[Task objective]:
Each line below that includes the word "ThrowNativeError" adds one to the count; give that count and nothing else.

[Dataset items]:
----
PR #1247, opened 2020-04-26
Added VoiceHook functions

Accelerator74:
Added hooks when a player uses a microphone:
```
/**
 * Called when a client is speaking.
 *
 * @param client        The client index
 */
forward void OnClientSpeaking(int client);

/**
 * Called once a client speaking end.
 *
 * @param client        The client index
 */
forward void OnClientSpeakingEnd(int client);
```

And native function:
```
/**
 * Retrieves if the certain player is speaking.
 *
 * @param client        The client index
 * @return              True if player is speaking, false otherwise.
 */
native bool IsClientSpeaking(int client);
```

Sorry for double request. My fails :(


JoinedSenses:
Adding comment here since other was deleted. Is there any other info that can be passed to this forward making it more useful besides just client?

Accelerator74:
> Is there any other info that can be passed to this forward making it more useful besides just client?

No, but there are plugins that use these hooks.

CrazyHackGUT:
Why support only CS:GO? I think, this PR should not be merged before you don't add support to another possible games.

Accelerator74:
It's supported for all games. For csgo used ClientVoice hook, for others - ProccesVoiceData.

OSCAR-WOS:
This is a feature I would fully take advantage off if implemented

extensions/sdktools/extension.cpp
```diff
@@ -57,6 +57,9 @@ SH_DECL_HOOK6(IServerGameDLL, LevelInit, SH_NOATTRIB, false, bool, const char *,
 #if SOURCE_ENGINE == SE_CSS || SOURCE_ENGINE == SE_CSGO
 SH_DECL_HOOK1_void_vafmt(IVEngineServer, ClientCommand, SH_NOATTRIB, 0, edict_t *);
 #endif
+#if SOURCE_ENGINE == SE_CSGO
```
KyleSanderson, line 60: this is incomplete. Swarm is supported + other engines.

extensions/sdktools/voice.cpp
```diff
@@ -214,6 +236,28 @@ void SDKTools::OnClientDisconnecting(int client)
...
+	IClient *pClient = (IClient *)((intptr_t)(META_IFACEPTR(IClient)) - 4);
+	if (pClient != NULL)
+	{
+		int client = pClient->GetPlayerSlot() + 1;
+
+		g_fSpeakingTime[client] = gpGlobals->curtime;
+
+		if (g_hTimerSpeaking[client] == NULL)
+		{
+			g_hTimerSpeaking[client] = timersys->CreateTimer(this, 0.3f, (void *)(intptr_t)client, TIMER_FLAG_REPEAT);
```
KyleSanderson, line 251: TIMER_FLAG_NO_MAPCHANGE?

extensions/sdktools/voice.cpp
```diff
@@ -165,8 +168,27 @@ bool SDKTools::OnSetClientListening(int iReceiver, int iSender, bool bListen)
...
 void SDKTools::OnClientDisconnecting(int client)
 {
+#if !defined CLIENTVOICE_HOOK_SUPPORT
+	IClient *pClient = iserver->GetClient(client-1);
+	if (pClient != NULL)
+	{
+		SH_REMOVE_HOOK(IClientMessageHandler, ProcessVoiceData, (IClientMessageHandler *)((intptr_t)(pClient) + 4), SH_MEMBER(this, &SDKTools::ProcessVoiceData), true);
+	}
+#endif
+
```
KyleSanderson, line 191: In this same hook you need to invalidate g_hTimerSpeaking.

Accelerator74: I did not kill the timer to that in any case hook worked even after disconnecting the client (OnClientSpeakingEnd). But if need to kill the timer, I will rewrite the code.
0.3 was taken specifically so as not to produce timers. This delay is also used in this plugin https://forums.alliedmods.net/showthread.php?t=245384 Of course, can use less delay, but this makes little sense, as it seems to me :)

Accelerator74: I did not kill the timer to that in any case hook worked even after disconnecting the client (OnClientSpeakingEnd). But if need to kill the timer, I will rewrite the code.
0.3 was taken specifically so as not to produce timers. Of course, can use less delay, but this makes little sense, as it seems to me :)

Accelerator74:
> Where'd you get 0.3f from? I remember a peer saying this on direct frames said this wasn't enough so I'd like to understand where the metric came from.

0.3 was taken so as not to create many timers when called. This delay is also used in franc1sco's VoiceAnnounceEX plugin. Of course, can use less delay, but this makes little sense, as it seems to me :)

KyleSanderson:
> > Where'd you get 0.3f from? I remember a peer saying this on direct frames said this wasn't enough so I'd like to understand where the metric came from.
> 
> 0.3 was taken so as not to create constantly new timers when called and the OnClientSpeakingEnd hook is called correctly. This delay is also used in franc1sco's VoiceAnnounceEX plugin.

Yeah - this one in particular was really buggy with a clean imp... if there's issues we need to remember that this value is too low.

extensions/sdktools/voice.cpp
```diff
@@ -165,8 +168,33 @@ bool SDKTools::OnSetClientListening(int iReceiver, int iSender, bool bListen)
 	RETURN_META_VALUE(MRES_IGNORED, bListen);
 }
 
+#if !defined CLIENTVOICE_HOOK_SUPPORT
+void SDKTools::OnClientConnected(int client)
+{
+	IClient *pClient = iserver->GetClient(client-1);
+	if (pClient != NULL)
+	{
+		SH_ADD_HOOK(IClientMessageHandler, ProcessVoiceData, (IClientMessageHandler *)((intptr_t)(pClient) + 4), SH_MEMBER(this, &SDKTools::ProcessVoiceData), true);
```
KyleSanderson, line 177: CVTableHook

Accelerator74: I hope everything is true)

extensions/sdktools/hooks.cpp
```diff
@@ -502,6 +553,16 @@ void CHookManager::OnPluginLoaded(IPlugin *plugin)
 			}
 		}
 	}
+	
+#if !defined CLIENTVOICE_HOOK_SUPPORT
```
KyleSanderson, line 557: This needs to be wrapped in the same way as FILE_used, otherwise you're invoking this callback for every single plugin that loads, which can be hundreds or thousands.

extensions/sdktools/hooks.cpp
```diff
@@ -538,6 +599,15 @@ void CHookManager::OnPluginUnloaded(IPlugin *plugin)
 		m_netChannelHooks.clear();
 		FILE_used = false;
 	}
+	
+#if !defined CLIENTVOICE_HOOK_SUPPORT
+	for (size_t i = 0; i < m_netProcessVoiceData.length(); ++i)
```
KyleSanderson, line 604: This is bugged, one plugin unloading will unhook everything.

Accelerator74:
> There's a merge conflict
I don’t understand what’s wrong?)
```
Conflicting files
extensions/sdktools/hooks.h
```

asherkin:
#1283 changed these hook lists from `ke::Vector` to `std::vector`. You'll want to `git checkout master` then `git pull` to update your local master branch, then `git checkout voicehook` and `git rebase master` to re-apply your changes on top of master - you'll then need to change the new `ke::Vector` you've added to a `std::vector` following the example of the other ones in that PR. Hopefully there should be no conflicts while updating, git should be able to figure it all out. If you have any trouble give a shout and someone can rebase it up for you.

extensions/sdktools/voice.cpp
```diff
@@ -355,6 +360,31 @@ static cell_t IsClientMuted(IPluginContext *pContext, const cell_t *params)
...
+	{
+		return pContext->ThrowNativeError("Client %d is not connected", params[1]);
+	}
+	else if (!player->IsInGame())
+	{
+		return pContext->ThrowNativeError("Client %d is not in-game", params[1]);
+	}
+	else if (player->IsFakeClient())
+	{
+		return pContext->ThrowNativeError("Client %d is a bot", params[1]);
```
asherkin, line 382: I think it would be best to just return `false` for fakeclients - alternatively this needs including in the `@error` docblock. Same for the `IsInGame` check possibly?

extensions/sdktools/extension.h
```diff
@@ -61,6 +61,12 @@
 #include <itoolentity.h>
 #endif
 
+#if SOURCE_ENGINE == SE_ALIENSWARM || SOURCE_ENGINE == SE_PORTAL2 || SOURCE_ENGINE == SE_INSURGENCY || SOURCE_ENGINE == SE_DOI || SOURCE_ENGINE == SE_BLADE || SOURCE_ENGINE == SE_CSGO
+#define CLIENTVOICE_HOOK_SUPPORT
+#else
+#include <inetmsghandler.h>
```
asherkin, line 67: This appears to be the first time this header is being used in SourceMod - that's generally a good sign something should be in gamedata instead (especially as we don't care about the param or return value, so it can just be forward declared.

Happy to take this as-is using the SDK, but have you checked that the SDKs are correct on the engines that use this branch?

extensions/sdktools/voice.cpp
```diff
@@ -167,6 +167,11 @@ bool SDKTools::OnSetClientListening(int iReceiver, int iSender, bool bListen)
 
 void SDKTools::OnClientDisconnecting(int client)
 {
+	if (g_hTimerSpeaking[client])
+	{
+		timersys->KillTimer(g_hTimerSpeaking[client]);
```
asherkin, line 172: Shouldn't this be setting `g_hTimerSpeaking[client]` to `nullptr`?

Otherwise if this happened close to map change the start condition wont be true and the forward will never fire again for that index.

extensions/sdktools/extension.cpp
```diff
@@ -532,6 +557,44 @@ void SDKTools::OnSendClientCommand(edict_t *pPlayer, const char *szFormat)
...
+		m_OnClientSpeakingEnd->Execute();
+
+		return Pl_Stop;
+	}
+	return Pl_Continue;
+}
+
+void SDKTools::OnTimerEnd(ITimer *pTimer, void *pData)
+{
+	g_hTimerSpeaking[(int)(intptr_t)pData] = NULL;
```
asherkin, line 575: `nullptr` is preferred over `NULL` for new code - applies to all of them.

extensions/sdktools/hooks.cpp
```diff
@@ -459,6 +493,29 @@ bool CHookManager::SendFile(const char *filename, unsigned int transferID)
...
+	IClient *pClient = (IClient *)((intptr_t)(META_IFACEPTR(IClient)) - 4);
+	if (pClient != NULL)
+	{
+		int client = pClient->GetPlayerSlot() + 1;
+
+		g_fSpeakingTime[client] = gpGlobals->curtime;
+
+		if (g_hTimerSpeaking[client] == NULL)
+		{
+			g_hTimerSpeaking[client] = timersys->CreateTimer(&g_SdkTools, 0.3f, (void *)(intptr_t)client, TIMER_FLAG_REPEAT|TIMER_FLAG_NO_MAPCHANGE);
```
asherkin, line 508: `TIMER_FLAG_NO_MAPCHANGE` looks unnecessary and the timers are being cleaned up on disconnect - it's not really safe to use when storing the handle anyway.

extensions/sdktools/extension.cpp
```diff
@@ -532,6 +557,44 @@ void SDKTools::OnSendClientCommand(edict_t *pPlayer, const char *szFormat)
...
+}
+
+#if defined CLIENTVOICE_HOOK_SUPPORT
+void SDKTools::OnClientVoice(edict_t *pPlayer)
+{
+	if (pPlayer)
+	{
```
asherkin, line 582: Early return is preferred over indentation of the entire body.

extensions/sdktools/voice.cpp
Accelerator74: When calling KillTimer it seems like the OnTimerEnd function is called, which already assigns `nullptr to the parameter :)
https://github.com/alliedmodders/sourcemod/blob/master/core/TimerSys.cpp#L393

extensions/sdktools/extension.h
Accelerator74: I don’t quite understand where exactly this needs to be moved :)

I went through all the sdk to check for the existence of a `ClientVoice` call. Where it is absent, `ProcessVoiceData` is called. Everything must work correctly.

extensions/sdktools/extension.cpp
```diff
@@ -532,6 +556,43 @@ void SDKTools::OnSendClientCommand(edict_t *pPlayer, const char *szFormat)
...
+	if (!pPlayer)
+	{
+		return;
+	}
+
+	int client = IndexOfEdict(pPlayer);
+
+	if (g_hTimerSpeaking[client])
+	{
+		timersys->KillTimer(g_hTimerSpeaking[client]);
```
Accelerator74, line 586: Maybe it’s better to use delete instead KillTimer, what do you think of this?

extensions/sdktools/voice.cpp
asherkin: Yep - all good then, I’m not very familiar with the C++ timer API. 

Lots of old code will be using `NULL`.

extensions/sdktools/extension.cpp
asherkin: Na, KillTimer is correct here.

extensions/sdktools/voice.cpp
```diff
@@ -355,6 +360,31 @@ static cell_t IsClientMuted(IPluginContext *pContext, const cell_t *params)
...
+	}
+	else if (!player->IsConnected())
+	{
+		return pContext->ThrowNativeError("Client %d is not connected", params[1]);
+	}
+	else if (!player->IsInGame())
+	{
+		return false;
+	}
+	else if (player->IsFakeClient())
```
KyleSanderson, line 380: Ah, fake clients can actually speak. Can you remove this check?

KyleSanderson:
@asherkin what's the skinny on this one?

asherkin:
Sorry for the delay cycling back to this, things have been super crazy with moving.

This is all looking good to me other than one issue, which is that the native is a no-op if there are no active consumers of the hook. I think we should just pull this in without the native to get the hook in-tree, as plugins can easily re-build the native behaviour using the hook and it can always be discussed separately if super common.

Was going to make that change myself before pulling it (and get someone else to do a final review), but it has been too long already so leaving this comment with the reasoning if you or KyleS want to make that change before I get a chance (but I'll make sure to review and pull if that happens.)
----
[Final answer]:
4